Input data.
******************************

PR #260, opened 2021-05-28
Editorial: Use "set up" for TransformStreams rather than "create"

andreubotella:
Follows whatwg/streams#1110.

I just noticed that the Encoding standard was failing to build because of these changes to the Streams standards.

***
<a href="https://whatpr.org/encoding/260.html" title="Last updated on Jun 21, 2021, 8:56 AM UTC (cb41266)">Preview</a> | <a href="https://whatpr.org/encoding/260/75b988c...cb41266.html" title="Last updated on Jun 21, 2021, 8:56 AM UTC (cb41266)">Diff</a>

### DIFF
--- a/.htmlcheckerfilter
+++ b/.htmlcheckerfilter
@@ -1,3 +1,4 @@
 .*Text run is not in Unicode Normalization Form C.*
 .*Document uses the Unicode Private Use Area.*
 .*File was not checked. Files must have .html, .xhtml, .htm, or .xht extensions.*
+.*Possible misuse of “aria-label”. (If you disagree with this warning, file an issue report or send e-mail to www-validator@w3.org.).*
--- a/.htmlcheckerfilter
+++ b/.htmlcheckerfilter
@@ -1,4 +1,4 @@
 .*Text run is not in Unicode Normalization Form C.*
 .*Document uses the Unicode Private Use Area.*
 .*File was not checked. Files must have .html, .xhtml, .htm, or .xht extensions.*
-.*Possible misuse of “aria-label”. (If you disagree with this warning, file an issue report or send e-mail to www-validator@w3.org.).*
+.*Possible misuse of “aria-label”. \(If you disagree with this warning, file an issue report or send e-mail to www-validator@w3.org.\).*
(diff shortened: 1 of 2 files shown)


andreubotella:
The build failures are caused by the visualization and BMP coverage tables (https://encoding.spec.whatwg.org/windows-1252.html for example), [since they have `aria-label` attributes on `<td>` elements](https://github.com/whatwg/encoding/blob/main/visualize.py#L208), which as of validator/validator@726e7593b1eda345392a080ba179abbc2c6352ca causes the HTML checker to fail.

@sideshowbarker Changing the `aria-label` attributes to `title` would make the checker work, but I'm not sure whether that'd be fine accessibility-wise.

cc @annevk

domenic (approved):
Thanks for catching this!

annevk:
Thanks! I suggest we sort #261 first. I also think that we should land this prefixed with "Editorial:" as it ends up changing the prose, not just the references.

sideshowbarker:
> @sideshowbarker Changing the `aria-label` attributes to `title` would make the checker work, but I'm not sure whether that'd be fine accessibility-wise.

Per a strict reading of the current wording of the implementation requirements at https://w3c.github.io/html-aam/#other-tabular-data-elements, I believe it would not be wrong accessibility-wise to change the `aria-label` attributes to `title`. However, it seems like that current wording in the AAM spec may not actually makes much sense and may instead be a spec bug. I mean, why would it make sense to make use of any `title` attribute on the `td`/`th`/`tr`, but not make use of any `aria-lable` attribute?

So I raised https://github.com/w3c/html-aam/issues/335 to get clarification.

If a change does end up getting made to the AAM spec, then I guess it would be appropriate for me to change the checker back to allowing `aria-label` on `td`/`th`/`tr` without warning. I say *“I guess”* because https://html5accessibility.com/stuff/2020/11/07/not-so-short-note-on-aria-label-usage-big-table-edition/ says that `td`/`th`/`tr` for “aria-label use not well supported” in UAs/AT. So I take that to mean those `aria-label` attributes would in practice not actually get exposed as accessible names in practice in current UAs/AT. And I suspect that `title` wouldn’t either. So I really don’t know what’s best to do here…

PR #64, opened 2020-04-19
WIP: Remove crop from HRF example

rob-luke:


rob-luke:
Fails with `MemoryError: Unable to allocate 4.02 GiB for an array with shape (23234, 23239) and data type float64
307
`

larsoner:
Where does the memory error happen? `nilearn`?

I wonder if they need to use a sparse representation internally to avoid this...

rob-luke:
Haven't dug in to this yet. My initial hope that switching from Nistats to Nilearn would magically fix the issue, but I think the code base is largely the same.I plan to dig in to this when I get a chance, but its currently second priority to ensuring my code is correct. So I have raised this PR to remind myself and/or demonstrate to anyone interested where the issue is.

rob-luke:
Closing in favour of #191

******************************

Task directions. With the first line being the one containing "So I raised" and the last line the one containing "Where does the", transcribe exactly the lines above that fall in that range.

Your response.
So I raised https://github.com/w3c/html-aam/issues/335 to get clarification.

If a change does end up getting made to the AAM spec, then I guess it would be appropriate for me to change the checker back to allowing `aria-label` on `td`/`th`/`tr` without warning. I say *“I guess”* because https://html5accessibility.com/stuff/2020/11/07/not-so-short-note-on-aria-label-usage-big-table-edition/ says that `td`/`th`/`tr` for “aria-label use not well supported” in UAs/AT. So I take that to mean those `aria-label` attributes would in practice not actually get exposed as accessible names in practice in current UAs/AT. And I suspect that `title` wouldn’t either. So I really don’t know what’s best to do here…

PR #64, opened 2020-04-19
WIP: Remove crop from HRF example

rob-luke:


rob-luke:
Fails with `MemoryError: Unable to allocate 4.02 GiB for an array with shape (23234, 23239) and data type float64
307
`

larsoner:
Where does the memory error happen? `nilearn`?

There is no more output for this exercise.